**YOUR INSTRUCTIONS**
Only an exact, complete copy of the listing will serve as the answer.

**DATA SEGMENT**
*** Block opens ***
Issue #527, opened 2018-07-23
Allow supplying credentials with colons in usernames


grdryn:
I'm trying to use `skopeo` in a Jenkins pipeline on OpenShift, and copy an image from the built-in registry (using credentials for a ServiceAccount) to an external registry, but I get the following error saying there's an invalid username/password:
*** Block closes ***
**WRITTEN RESPONSE**
Issue #527, opened 2018-07-23
Allow supplying credentials with colons in usernames


grdryn:
I'm trying to use `skopeo` in a Jenkins pipeline on OpenShift, and copy an image from the built-in registry (using credentials for a ServiceAccount) to an external registry, but I get the following error saying there's an invalid username/password:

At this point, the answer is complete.